Collected data

Issue #1864, opened 2024-03-12
Add a systemd service file


svenstaro:
Hey, I think it would make sense to have a systemd service file upstream. It should source environment variables from `/etc/default/atuin`.

I think something like this could work:
```ini
[Unit]
Description=Start the atuin sync service

[Service]
ExecStart=atuin server start
Restart=on-failure
User=atuin
EnvironmentFile=/etc/default/atuin
PrivateTmp=yes
PrivateUsers=yes
PrivateDevices=yes
NoNewPrivileges=true
ProtectSystem=strict
ProtectHome=yes
ProtectClock=yes
ProtectControlGroups=yes
ProtectKernelLogs=yes
ProtectKernelModules=yes
ProtectKernelTunables=yes
ProtectProc=invisible

[Install]
WantedBy=multi-user.target
```

If you like this, I could make an MR for this along with a sysusers file to create the `atuin` user.

ellie:
Sounds good to me! I'd also really appreciate it if you could update the [docs](https://github.com/atuinsh/docs) with information on how to use this 🙏

inglor:
I tried to do that for Arch Linux package and had issues with atuin server searching for configuration in hardcoded $HOME variable and wanted write access to it. Also it would be nice for DB_URI to support (passwordless) socket in linux - couldnt' figure out how to set this up in sqlx.

For reference my work in progress files:

`atuin.env`
```
ATUIN_CONFIG_DIR=/var/lib/atuin
ATUIN_HOST="127.0.0.1"
ATUIN_PORT=8888
ATUIN_OPEN_REGISTRATION=true
ATUIN_DB_URI="postgres://username:password@localhost/atuin" # socket how?
```
`atuin.service`
```
[Unit]
Description=Atuin server
After=network-online.target
Wants=network-online.target systemd-networkd-wait-online.service

[Service]
User=atuin
Group=atuin
ExecStart=/usr/bin/atuin server start
ReadOnlyPaths=/etc/atuin

EnvironmentFile=/etc/atuin/atuin.env
ReadWritePaths=/var/lib/atuin

# Hardening options
CapabilityBoundingSet=
AmbientCapabilities=
NoNewPrivileges=true
ProtectHome=true
ProtectSystem=strict
ProtectKernelTunables=true
ProtectKernelModules=true
ProtectControlGroups=true
PrivateTmp=true
PrivateDevices=true
LockPersonality=true

[Install]
WantedBy=multi-user.target
```
[...]

PR #1879, opened 2024-03-14
Add Systemd config for self-hosted server

svenstaro:
Fixes https://github.com/atuinsh/atuin/issues/1864.

## Checks

### DIFF
--- a/systemd/atuin-server.service
+++ b/systemd/atuin-server.service
@@ -1,0 +1,29 @@
+[Unit]
+Description=Start the Atuin server syncing service
+After=network-online.target
+Wants=network-online.target systemd-networkd-wait-online.service
+
+[Service]
+ExecStart=atuin server start
+Restart=on-failure
+User=atuin
+Group=atuin
+
+Environment=ATUIN_CONFIG_DIR=/etc/atuin
+ReadWritePaths=/etc/atuin
+
+# Hardening options
+CapabilityBoundingSet=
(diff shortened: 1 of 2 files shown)


ellie:
The env makes sense, but it might be better to just use the config file. We autocreate with the defaults which _hopefully_ leads to less people asking for help with things

Setting ATUIN_CONFIG_DIR=/etc/atuin and ensuring that directory is created would make that work

svenstaro:
I reworked this following the suggestions in #1864. I think this is probably good to go.

systemd/atuin.service
```diff
@@ -0,0 +1,29 @@
+[Unit]
```
ellie, line 1: Could we also use the name `atuin-server` please? I think it's fairly important to make the distinction, especially considering the Atuin Daemon that will soon also have a systemd unit file

ellie:
Just to clarify here too, please make it very clear in the unit file that this is for running _atuin server_, and not anything client related

systemd/atuin.service
svenstaro: Alright, renamed this and the sysusers file.

svenstaro:
@ellie Friendly ping (for this and https://github.com/atuinsh/docs/pull/45) :) Are you cool with this now?

ellie:
Both look good now, thank you!

ellie (approved):
Thank you!

PR #1898, opened 2024-03-22
feat(search): show filter mode shortcut

douglascamata:
My usage of `atuin` got much better after I learned about this shortcut and I wondered why not let everyone know about it. 

## Checks

### DIFF
--- a/atuin/src/command/client/search/interactive.rs
+++ b/atuin/src/command/client/search/interactive.rs
@@ -728,6 +728,9 @@ impl State {
                 Span::raw(", "),
                 Span::styled("<ctrl-o>", Style::default().add_modifier(Modifier::BOLD)),
                 Span::raw(": inspect"),
+                Span::raw(", "),
+                Span::styled("<ctrl-r>", Style::default().add_modifier(Modifier::BOLD)),
+                Span::raw(": filter mode"),
             ]))),
 
             1 => Paragraph::new(Text::from(Line::from(vec![


tessus:
`<ctrl-s>` has never been listed in the help either. It should then be listed as well for completeness. Although I can't say for sure. Let's wait for what the devs/maintainers think.

(I have deactivated the help, so I don't have a preference.)

douglascamata:
@tessus whaaaat, I didn't know `<ctrl-s>`! Super helpful, thanks. 

I would say it should be listed there too. There's little discoverability for shortcuts in Atuin, yet they are so powerful. 

I think the project even deserves some sort of "shortcut list" popover under a shortcut like `<ctrl-?>`, then the real state of the main screen can be preserved. But this is way beyond my league to implement.

tessus:
> I think the project even deserves some sort of "shortcut list" popover under a shortcut like `<ctrl-?>`, then the real state of the main screen can be preserved. But this is way beyond my league to implement.

I think this is not a bad idea. I can help implement this, similar as to what is shown in tmux when invoking the help screen. But I think this has to wait a bit. Afaik there is the idea of allowing to make shortcuts configurable. I'll keep this idea in the back of my mind.

ellie:
I'd really rather avoid adding things to the help text at this point. The more we add there, the denser it gets. That causes two problems

1. More help text will just be clipped off the end on smaller terminals
2. People tend to ignore dense help text. I am still regularly asked how to edit rather than execute, even though it's at the top of the terminal, README, docs, etc. If anything, I'd prefer to streamline the help text

I think the only thing I'm OK with adding there is a shortcut showing a popup with the full default keybindings displayed.

I'm pretty sure that ctrl-? won't work correctly in most terminals, so it will probably need to be <kbd>ctrl-a ?</kbd>, see #1875 for prefix bindings

For more information on basic usage (including filter mode switching), see: https://docs.atuin.sh/guide/basic-usage/

Filter modes are also mentioned at the top of the README, and in the keybinding list here: https://docs.atuin.sh/configuration/key-binding/#atuin-ui-shortcuts

PR #1899, opened 2024-03-22
fix: install script echo

ivan-toriya:
## Checks

Fix for the incorrect distro name detection during install.

### DIFF
--- a/Cargo.lock
+++ b/Cargo.lock
@@ -3624,9 +3624,9 @@ checksum = "2047c6ded9c721764247e62cd3b03c09ffc529b2ba5b10ec482ae507a4a70160"
 
 [[package]]
 name = "sysinfo"
-version = "0.30.6"
+version = "0.30.7"
 source = "registry+https://github.com/rust-lang/crates.io-index"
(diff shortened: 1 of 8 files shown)


tessus (commented):
LGTM.

The only issue could be that `OS` holds the name in all lowercase. I don't mind, but it changes the current output.

There's an easy way to uppercase the first character in bash >=4, but this script supports older bash versions and thus it would break that premise.

Unless of course you only use it for bash versions >=4. I don't know how important capitalizing the first character is, some people really care about the output.

You could do something like this at the beginning of the function:

```
[[ "${BASH_VERSION%%.*}" -ge 4 ]] && OS="${OS^}"
```

Let's see what the maintainers/devs say.

ellie:
> The only issue could be that OS holds the name in all lowercase. I don't mind, but it changes the current output.

I'm ok with this, would rather avoid complication trying to change formatting

@ivan-toriya happy to merge this, could we get a rebase please?

ellie (approved):
Thanks!

PR #1900, opened 2024-03-24
Set the synchronous option for the records DB connection to "normal".

nebkor:
Just like #1667, when connecting to a DB using WAL mode for journaling, the recommended setting for synchronizing the data is "NORMAL", while the SQLx default is "FULL", which causes hangs on ZFS systems.

Without this change, the hangs are not as long or frequent as before #1667, but are still present. With this change, there are no hanging commands.

## Checks


nebkor:
Nevermind; I'm still getting occasional tiny hangs, and an error that the connection to the records DB timed out.

PR #1913, opened 2024-04-01
Update atuin.nu

WindSoilder:
Nushell will deprecate `--redirect-stderr` flag on upcoming release 0.92.0 due to this pr: https://github.com/nushell/nushell/pull/11934

This pr is going to make atuin compatible with new version

## Checks


ellie (approved):
thanks!

hustcer:
@WindSoilder After init `atuin` with the latest init script with `nushell` v0.92 if I input `git st` in the command line and press `Ctrl + r` the history search UI appears, however `git st` I inputed before didn't show in the command editor and I have to input it again, do you have the same issue?

WindSoilder:
> do you have the same issue?

Sorry for lately reply, I never thought I can use atuin with this way.  But yeah, I can reproduce your issue.

Issue #1905, opened 2024-03-27
[Bug]: error when parsing non json


papertigers:
### What did you expect to happen?

`atuin sync` runs successfully.

### What happened?

```
Error: error decoding response body: expected value at line 1 column 1

Caused by:
    expected value at line 1 column 1

Location:
    /Users/link/src/atuin/atuin-client/src/api_client.rs:164:21
```

It would be nice if atuin at least included the status code for client errors.  I ended up adding some additional logging and found that nginx in front of my atuin server was not allowing for a sufficient body size.  I ended up seeing the following:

• WORK ITEM
Going over every line of the entries, tally those containing the string "would" and report only the figure.

• RESPONSE TO THE EXERCISE
7